Pero resulta que hay alguien que aprendió muy bien cómo funciona el negocio en el rubro del transporte que se llama David Gómez Basilio, y lo aprendió muy bien porque fue titular de dependencia con el gobierno panista.
Alguien lo contactó con el entonces candidato a la gubernatura del estado, Graco Ramírez, y desde entonces se firmó simbólicamente un pacto: organizar a los transportistas para lograr el triunfo del PRD en las elecciones, operar la liberación de concesiones “donde todos salgan ganando”, y que esto sirva como plataforma para futuras elecciones.
Como ya lo hemos mencionado, David es ampliamente conocido en el sector de los cristianos donde incluso es ministro de culto. De ahí que la primera garantía que le ofreció al hoy gobernador es no tomar un quinto de todo lo que se maneje. Entonces ¿qué gana David Gómez Basilio con todo esto?
La primera condición fue que se fusionaran las direcciones de control vehicular y transportes para convertirlas en la Secretaría de Movilidad y Transporte, garantizando así un sueldo a nivel de secretario de gabinete que es mucho más de lo que hubiera soñado el otrora modesto catedrático de la Facultad de Derecho. Y que después de la operación, se le asigne un cargo (como dice la canción de José Alfredo) “alejado del bullicio y la falsa sociedad” donde no tenga que lidiar con más líderes transportistas ni periodistas pero siga conservando un buen sueldo.
Pero la operación también tiene su vertiente política.
Precisamente para ello ha surgido la Federación Democrática de Transportistas “Nueva Visión” que encabezan Judith Juárez Figueroa y Jesús Arizmendi. Ellos están reclutando gente con la promesa de que serán beneficiados con una concesión, pero es evidente que a cambio deberán hacer trabajo político-electoral.
Algo muy parecido con lo que hizo el PRD en el Distrito Federal con los taxistas llamados “Panteras” que trabajaban de manera clandestina y que el gobierno capitalino regularizó y hoy representa uno de sus bastiones más fuertes para conservar el poder en la capital del país.

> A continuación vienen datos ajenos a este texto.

Issue #1034, opened 2019-01-21
network error from PDash on pbench-fio test result


bengland2:
I selected one of Elko's pbench test datasets , search for "b06-h31" and you'll find it, here's a screenshot
![screenshot from 2019-01-21 12-55-24](https://user-images.githubusercontent.com/1717107/51491331-0b0c0c80-1d7c-11e9-98d1-a1906f6b3f92.png)

And when I press the "Compare Results" button, I get a message box with title "network error", followed by:

"The selected iteration's resources are too large to parse in the browser. Please try another result."

I couldn't get the screenshot because the message box goes away.   I'm not sure why I'm getting this error.  Is it the wrong pbench version?  Is it that there isn't a clear specification for what is to be compared?  Or is it really just too much data?

gurbirkalsi:
@bengland2 Hi Ben, I tried searching for that result you selected under `/results` on production and wasn't able to find the result indexed under production - it was only indexed with elasticsearch. Since we don't index result.json file data in elasticsearch, we query them from the production server in order to build the comparison. 

I should update the error message to reflect that the result.json file was not found as a result of the 404.

gurbirkalsi:
@bengland2 Please disregard the last comment. This is an issue where the dashboard is not using the the prefix value for constructing the url to query against the production server. 

I'll be filing a PR shortly to resolve this issue so that we can fetch result.json data using the correct constructed url to production. For more details, please see the following discussion: https://github.com/distributed-system-analysis/pbench/issues/1034

gurbirkalsi:
I've filed a resolution for this issue at #1037

portante:
The fix from #1037 addresses the issue with pbench results have a "prefix" specified.  But once that issue is solved, the next issue brought up here is that the `result.json` files are too big to load into the browser.

We need to fix the server-side indexing to provide JSON documents in Elasticsearch that the dashboard can query without the need to ingest large JSON documents to find it.

gurbirkalsi:
Parsed Iteration JSON: https://gist.github.com/gurbirkalsi/23ab49de69666b4224625044eaa3e692

gurbirkalsi:
Parsed Column JSON: https://gist.github.com/gurbirkalsi/2d538d90424f87dcfe69e600ee3ed1bd

portante:
Seems to be fixed by #1073.

PR #1073, opened 2019-02-09
Update index document models to fix data problems

portante:
This is a significant refactoring of the index mappings for all document
types in order to fix problems with missing fields, adjust how
data is indexed for usability, correcting data types, fixing field name
conflicts, while updating various fields using proper tokenizers and/or
analyzers to ensure their data is indexed in a more natural or usable
way.

The driving factor for this work was the fact that there were no
result-data templates being created, and what we had in the code base
was completely wrong.  We replaced the existing but unused result-data
mapping with one which matches how documents are generated as of this
commit.  We add code to ensure that all templates are constructed and
pushed.

We add `_meta` version fields to each mapping in the templates. This
version is used in two ways:

  * We now query to see if the currently installed version is older,
    that is, has a version number less than the current version, and if
    so update it accordingly
  * As the version number input in index names

As a result of adding the version, the index names have been changed to
add a version number that matches the mapping in the template.  This
lets us easily re-index data using the new mapping, while allowing the
consumers of the index to use the new and old version indices at the
same time opportunistically. We now enforce the index prefix setting to
not contain the period character, since that separates the various
parts of the index name, <prefix>.<version>.<name>.<YYYY-MM-DD>.

While doing this work, we found a bug in discovering the tool data
files in the tar ball.  Sometimes the full hostname is being used
instead of the short hostname.  So now we look for tool data by short
and long hostname.

We turn off the use of the _all field for all document types, and add a
`default_field` setting for each type so that unspecified searches don't
touch every field.  This required us to add a "settings" infrastructure
per index name.

We fix the indexing for mpstat to emit floats, prevent duplicate mpstat
data, have prometheus-metrics emit fields in its namespace, have
proc-vmstat index similar to the way the proc-vmstat-postprocess works
(although we index both the original value and the computed rate), add
proper indexing of the proc-interrupts data, and generally correct many
data types.

In order to ensure and test all these changes, we re-worked the unit
test mock infrastructure to work with less specific interactions in
our normal code, moving it to its own module, and adding the ability
to compare generated JSON documents against the mappings to flag
problems. We also moved more Elasticsearch infrastructure into the
pbench library module.

We add a unit test, 7.17, to verify vmstat tool data indexing works.

Since we are re-working toc-entries in this effort, we take the
opportunity to add missing fields for directories (time stamp and mode),
ensuring all empty directories are indexed as well, and add the mtime
field for files. This is in preparation for viewing tar ball contents
via the JSON documents only.

When we get BadDate exceptions from processing the pbench tar ball we
will exit with that status.  But when we encounter these errors while
dealing with result and tool data, we have already indexed the run
document, and other tool data, so ending early is not too useful.  We
now continue to index so that we can report all the errors, indexing
what we can.

We add an "@idx" field to every document to record the "index" or the
offset of that document in the original source so that we can go back
and look up the original document a bit easier.  For result data, that
is the array offset for a particular object in the original JSON document,
while for tool data that is the row in a .csv file, or which timestamp
in a text file.

The uid calculations for result data have been fixed to replace
"controller_host" references with the controller field of the run
document.

In order to reduce a bit of space, result-data documents have had all
but their identifying fields stripped and placed into a parent "sample"
document.  This significantly reduces the size of the JSON documents
for each result value.  The parent sample document contains all of the
metadata from the benchmark.parameters section of the original
result.json file.

We have dropped the use of @metadata fields for all but the run
documents, where that namespace is reserved for metadata about the tar
ball which is rarely used. We then add three namespaces for result-data
and tool-data documents: run, iteration, and sample. This is used
consistently across all document types.


portante:
This is still a work-in-progress as I need to properly update all the templates.

But the big change is already in place: versioned index names.

@gurbirkalsi, we'll want to see about a change to the pbench dashboard to accommodate this.

portante:
I still have two items to work on for this effort, but this should be reviewable as is.  We might want to refactor this into smaller change sets, but for now it seems best to review in its current form.

portante:
Don't merge this until I have had a chance to run this in a live test environment.

.gitignore
```diff
@@ -2,3 +2,4 @@ doc/*.html
 __pycache__
 *.swp
 unittests.log
+*~
```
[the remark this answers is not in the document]
ndokos: Come to think of it, where does '*.swp' and 'unittests.log' get created?

server/lib/mappings/result-data.json
```diff
@@ -1,590 +1,189 @@
...
-                      "primary_metric": {
-                        "type": "string"
-                      },
-                      "benchmark_name": {
-                        "type": "string"
-                      },
-                      "max_stddevpct": {
-                        "type": "long"
-                      }
+                    "benchmark_name": {
```
portante: It seems we need to move some of this data to benchmark specific data sub-fields.

server/lib/mappings/result-data.json
```diff
@@ -1,590 +1,189 @@
...
-              },
-              "parameters": {
+            "@timestamp": {
+                "type": "date",
+                "format": "dateOptionalTime"
+            },
+            "timestamp_original": {
+                "type": "long"
+            },
+            "@metadata": {
```
portante: We should consider making iteration summary documents, which are "parents" to sample summary documents, which are in turn "parents" to individual sample documents.  Then for each sample document just have enough metadata to identify its "coordinates" (so to speak) in the universe of data, but leaving all the detailed metadata in the summary documents.

The thinking is that folks will browse the summary documents, but will only view the actual sample graphs when they know exactly which sample(s) to view from the summaries.

.gitignore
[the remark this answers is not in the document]
portante: For `unittests.log`, I often capture my unit test output to a log file of that name, so I figured ignoring it would avoid my accidentally checking it in.

As for `*.swp`, those show up when editing via the "other" editor (that is not named emacs).  When they show up as files that are not tracked, again, it is an attempt to be sure they don't get checked in accidentally.

Finally, the `*~` occurs from emacs backup files.

Does ignoring these three items cause a problem?

server/lib/pbench/mock.py
```diff
@@ -0,0 +1,221 @@
...
+class MockElasticsearch(object):
+    """A simple mock for the V1 Elasticsearch client object. We really just
+    duck-type it, only providing names for attributes we use.  It is not complete
+    by any stretch of the imagination.
+    """
+    def __init__(self, hosts, max_retries=None):
+        self.hosts = hosts
+        self.max_retries = max_retries
+        self.mpt = _MockPutTemplate()
+        self.msb = _MockStreamingBulk(15, self.mpt)
```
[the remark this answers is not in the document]
portante: Sure.

server/lib/pbench/mock.py
```diff
@@ -0,0 +1,221 @@
...
+                resp[action['_op_type']]['status'] = 200
+                ok = True
+            yield ok, resp
+        self.report()
+
+    def validate_type(self, action):
+        """Crude approach to validating the constructed dictionaries ahead of being
+        converted to JSON.
+
+        We first collect all the mappings that posted to templates, then
```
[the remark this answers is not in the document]
portante: Ah, yes, ...

.gitignore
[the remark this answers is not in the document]
ndokos: I don't know how I was misreading the '*~" one, but it finally dawned on me on the way home tonight - d'oh! 
No problem -  I was just wondering (and being thick as a brick about it ...)

server/lib/mappings/run.json
```diff
@@ -43,12 +50,59 @@
...
+                    "hostname-s": {
+                        "type": "string",
+                        "index": "not_analyzed"
+                    },
                     "label": {
                         "type": "string",
                         "index": "not_analyzed"
                     },
                     "tools": {
-                        "type": "nested"
```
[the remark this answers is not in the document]
portante: Not a problem.  Its parent `host_tools_info` is already nested.

server/bin/gold/test-7.17.txt
```diff
@@ -0,0 +1,2858 @@
...
+                "id": "13c4e0016fb79b8402a1ff86e0e6c413",
+                "iterations": "1",
+                "name": "pbench-user-benchmark_example-vmstat_2018.10.24T14.38.18",
+                "prefix": "test_glusterfs-storage-block",
+                "script": "pbench-user-benchmark",
+                "start_run": "2018-10-24T14:38:18.299722",
+                "tarball-dirname": "pbench-user-benchmark_example-vmstat_2018.10.24T14.38.18",
+                "tarball-toc-prefix": "pbench-user-benchmark_example-vmstat_2018.10.24T14.38.18"
+            },
+            "sosreports": []
```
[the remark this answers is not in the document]
portante: Fixed is next update.

server/lib/pbench/mock.py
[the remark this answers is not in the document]
portante: Removed the comment.  The description I was thinking of writing was actually written for the `_check_fields` function.

server/lib/pbench/mock.py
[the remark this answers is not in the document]
portante: Added a comment but did not add a meaningful name.  It is not the kind of constant we want to change because it impacts the unit test output (explained in the comment).  Is that sufficient?

portante:
This commit is intended to provide the proper result-data that will allow the UI to consume it from Elasticsearch, giving us a chance to properly fix #1034.

portante:
Depends on #1089, #1091, and #1092, and should be rebased on top of #1090, all of which were pulled out of this series of commits.

server/lib/mappings/result-data.json
portante: Moved all "benchmark" data, that taken from the `parameters.benchmark[0]` array entry to the "benchmark" namespace.

server/lib/mappings/result-data.json
portante: We emit a sample document, which is the parent of all the result data.  The shrinks the size of each result data document considerably.

portante:
@ndokos, I have rebased on this PR, and updated it to add support for indexing the satellite information, as well as the on-disk controller name to handle satellite tar balls.  I'll be posting a PR shortly which will update the UI to use that new name.

ndokos:
Reviewed everything *except* `index-pbench`: so far, so good. This needs rebasing (I got two easily resolved conflicts) and a couple of the gold files (7.0.1 and 7.17) need changes to accommodate the introduction of `pbench-server-activate-setup-web-server`.

portante:
@ndokos, I have already rebased the code, and added support for properly indexing satellite tar balls so that the UI can reference them properly.

portante:
@gurbirkalsi, the second commit shows how we can use the new `@metadata.controller_dir` field to construct URL references that will work for all tar balls that provide it.

server/bin/index-pbench
```diff
@@ -296,60 +206,69 @@ class PbenchData(object):
...
-}
-
-
 class ResultData(PbenchData):
+    """Benchmark result data: JSON files only.
+
+    Each pbench tar ball contains the result of running a benchmark (pbench-*
+    bench script or pbench-user-benchmark script wrapping a user provided
+    script), where N iterations of that benchmark were run, with each
+    iteration have N samples.
```
ndokos: having M samples.

server/bin/index-pbench
```diff
@@ -382,145 +299,272 @@ class ResultData(PbenchData):
         gen = self._make_source_json()
         return gen
 
+    # Table of data for supported benchmarks and what took look for in the
```
ndokos: took -> to

server/bin/index-pbench
```diff
@@ -362,12 +281,10 @@ class ResultData(PbenchData):
...
         return a list of dicts containing their metadata.
         """
-        paths = [x for x in ptb.tb.getnames() if x.find("result.json") >= 0 and ptb.tb.getmember(x).isfile()]
+        paths = [x for x in ptb.tb.getnames() if (os.path.basename(x) == "result.json") and ptb.tb.getmember(x).isfile()]
         datafiles = []
         for p in paths:
-            fname = os.path.basename(p)
-            datafile = _dict_const(path=p, basename=fname)
-            datafiles.append(datafile)
+            datafiles.append(os.path.dirname(p))
```
ndokos: So this is a list of directories where a "result.json" is found? Should the name of the function be changed?

server/bin/index-pbench
```diff
@@ -534,50 +578,135 @@ class ResultData(PbenchData):
...
+                                    ( 'name', sample_md['name'] ),
+                                    ( '@idx', sample_md['@idx'] ),
+                                    ( 'uid', sample_md['uid'] ),
+                                    ( 'measurement_type', sample_md['measurement_type'] ),
+                                    ( 'measurement_units', sample_md['measurement_units'] )
+                                ])
+                            sample_md['start'] = start_ts
+                            sample_md['end'] = end_ts
+                            # Now we can emit the sample document knowing the
+                            # ID of it's iteration parent document.
```
ndokos: its

server/bin/index-pbench
```diff
@@ -534,50 +578,135 @@ class ResultData(PbenchData):
...
-        )
-        yield action
+    for source, source_id, parent_id, doc_type in sources:
+        try:
+            idx_name = rd.generate_index_name('result-data', source)
+        except BadDate:
+            # We don't raise this exception because we are already well into
+            # indexing so much data that there is no point in stopping
+            # now. The source of the exception has already counted the
+            # exception it in its operational context.
```
ndokos: Extraneous "it".

server/bin/index-pbench
```diff
@@ -534,50 +578,135 @@ class ResultData(PbenchData):
...
+                                # Sample documents inherit the run and
+                                # iteration data of its parent.
+                                ( 'run', iteration['run'] ),
+                                ( 'iteration', iteration['iteration'] ),
+                                ( 'benchmark', iteration['benchmark'] ),
+                                ( 'sample', sample_md )
+                            ])
+                            sample_id = _make_source_id(source)
+                            yield source, None, 'sample'
+                            # Now we can yield each entry of the timeseries
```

Ahora bien, del análisis de la operación realizada en el sexenio de Sergio Estrada Cajigal, la gente del gobierno actual detectó que fue muy barato el costo de la concesión, prácticamente simbólico. Mil 500 por persona, ya lo mencionamos líneas arriba.
Por eso es que hace unos días el gobernador del estado anunció “con bombo y platillo” que “se acabó el negocio para los líderes transportistas”, al dar a conocer que a partir del 2013 las concesiones (o sea que ya aceptó que habrá liberación de permisos el año que viene) tendrán un costo real de 25 mil pesos.

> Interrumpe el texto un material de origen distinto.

PR #976, opened 2018-11-02
Rewrite pbench-backup-tarballs and pbench-verify-backup-tarballs to support S3

tenstormavi:
Rewrite pbench-backup-tarballs and pbench-verify-backup-tarballs to support S3.

We are enhancing the backup strategy to support 2 backup destinations: a local NFS mount directory, and an S3 object store.

The approach taken is to re-write `pbench-backup-tarballs.sh` and `pbench-verify-backup-tarballs.sh` in Python (renamed to `.py` files).

The backup operation now only checks the `TO-BACKUP` state directory for new results that need to be backed up, and figures out which of those results need to be copied to the NFS mount and / or the S3 object store.

The verify backup operation ensures the local and NFS tar ball directories have no bit-rot (verifies the `.md5` stored checksums match the recalculated checksum of each tar ball), and then reports any tar balls that are not backed up in the NFS or S3 object store.

We add a new configuration section for the S3 object store in the pbench-server config file.  And we add a new module for handling the S3 configuration information and S3 interface behavior.

Fixes #923.

PR #1089, opened 2019-02-21
Add pbench python logger

portante:


portante:
Foundational work for #976 and #1036.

Es obvio que ese no será el costo real de las concesiones, pero el gobierno considera que se le puede pellizcar algo más a ese dinero que se manejará clandestinamente para que pueda ingresar a la tesorería del estado. ¿Qué piensa hacer el Gobierno con 50 millones de pesos suponiendo que se liberen dos mil? Habrá que estar atentos. ¿Cuánto deberán pagar “por fuera” o “bajo el agua” quienes aspiren a una concesión? Tampoco lo sabemos, pues es bien conocido que el costo real de un producto se determina por la ley de la oferta y la demanda.
De lo único que estamos seguros es que el gobierno del estado “matará tres pájaros de un tiro”, al regularizar a taxistas que de por sí ya están dando el servicio (piratas); allegarse de recursos “limpios” a través de la tesorería, y finalmente obtener dinero no auditable y votos potenciales para las elecciones del 2015 que ya están a la vuelta de la esquina.
Y bueno, los líderes transportistas tendrán algunas decenas más de concesiones que se sumarán a las que ya tienen a cambio de su silencio.